EXTRACTED DATA =
Issue #1845, opened 2016-11-28
Copyright change - 2012-2017


janagombitova:
As the next Flow release is planned in for January 12, we can already prepare the copyright to reflect the year change. 

## Test plan
1. Log into a dashboard
1. Check that the copyright shows 2012-2017

janagombitova:
@stellanl could you take care of this one please as well so we are ready for the January release? Thank you

janagombitova:
👍  ready to go

PR #1884, opened 2016-12-13
[1845]Update copyright headers to 2012-2017 for January release. (Connect #1845)

stellanl:
Copyright year span 2012-2016 would be outdated by the time of the release.
#### The solution
Changed to 2012-2017
## Checklist
* [x] Connect the issue
* [x] Test plan
* [x] Copyright header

WORK INSTRUCTION = Type out the records again exactly, line for line.

OUTPUT OF THE EXERCISE =
Issue #1845, opened 2016-11-28
Copyright change - 2012-2017


janagombitova:
As the next Flow release is planned in for January 12, we can already prepare the copyright to reflect the year change. 

## Test plan
1. Log into a dashboard
1. Check that the copyright shows 2012-2017

janagombitova:
@stellanl could you take care of this one please as well so we are ready for the January release? Thank you

janagombitova:
👍  ready to go

PR #1884, opened 2016-12-13
[1845]Update copyright headers to 2012-2017 for January release. (Connect #1845)

stellanl:
Copyright year span 2012-2016 would be outdated by the time of the release.
#### The solution
Changed to 2012-2017
## Checklist
* [x] Connect the issue
* [x] Test plan
* [x] Copyright header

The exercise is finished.